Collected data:
* * *
PR #800, opened 2025-06-21
remove disabling of asm arithmetic

henderkes:
## What does this PR do?

why did we need this? asm goto's should be perfectly fine on linux

was this specifically for glibc 2.17?


crazywhalecc (approved):
I can't quite remember what this was for (never forget to annotate a specific patch), I'll test it locally later when I have time. But this pr is nothing wrong.

henderkes:
I haven't tested it so I don't want to merge it yet. What I found on the internet was all about it being incompatible with certain extensions like memcached on MacOS, not Linux.

henderkes:
all tests with all extensions pass both static and shared, so I think we can merge this

PR #802, opened 2025-06-22
Check lib-suggest before packing libs

crazywhalecc:
## What does this PR do?

Check lib-suggest before packing libs. This will prevent packing alternative libs when someone uses different dependency tree.

## Checklist before merging

  - [X] `composer analyse`
  - [X] `composer test`

### DIFF
--- a/src/SPC/command/dev/PackLibCommand.php
+++ b/src/SPC/command/dev/PackLibCommand.php
@@ -42,6 +42,15 @@ class PackLibCommand extends BuildCommand
 
             $builder->proveLibs($libraries);
             $builder->validateLibsAndExts();
+
+            // before pack, check if the dependency tree contains lib-suggests
+            foreach ($libraries as $lib) {
+                if (Config::getLib($lib, 'lib-suggests', []) !== []) {
+                    logger()->critical("The library {$lib} has lib-suggests, packing [{$lib_name}] is not safe, abort !");
+                    return static::FAILURE;
+                }
+            }
+
             foreach ($builder->getLibs() as $lib) {
                 if ($lib->getName() !== $lib_name) {
                     // other dependencies: install or build, both ok


src/SPC/command/dev/PackLibCommand.php
```diff
@@ -42,6 +42,15 @@ public function handle(): int
...
             $builder->proveLibs($libraries);
             $builder->validateLibsAndExts();
+
+            // before pack, check if the dependency tree contains lib-suggests
+            foreach ($libraries as $lib) {
+                if (Config::getLib($lib, 'lib-suggests', []) !== []) {
+                    logger()->critical("The library {$lib} has lib-suggests, packing [{$lib_name}] is not safe, abort !");
+                    return static::FAILURE;
+                }
+            }
```
henderkes, line 52: This is good, but not enough. I'm pretty sure that we have libraries that have features depending on other libraries that aren't advertised in lib-suggests.

crazywhalecc: Do you have any good way to grab those libraries?

henderkes: Manual labour :P

crazywhalecc: so be it 💯

henderkes: Where/how was this resolved? Did you go through all the lib to check if they have suggests correctly specified in lib.json?

crazywhalecc: Yet I think that's another issue or PR. For clearer this PR will only add a simple blocker for pack-lib workflows.

henderkes: Okay, we shouldn't forget about it though as it'll inevitably cause bugs if a suggests section isn't present.

henderkes (approved):

PR #804, opened 2025-06-22
Allow deleting pre-built or source only for del-download

crazywhalecc:
## What does this PR do?

Allow deleting pre-built or source only for del-download:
* * *
Pick every line of the data that includes the string "built".

### Result
Allow deleting pre-built or source only for del-download
Allow deleting pre-built or source only for del-download:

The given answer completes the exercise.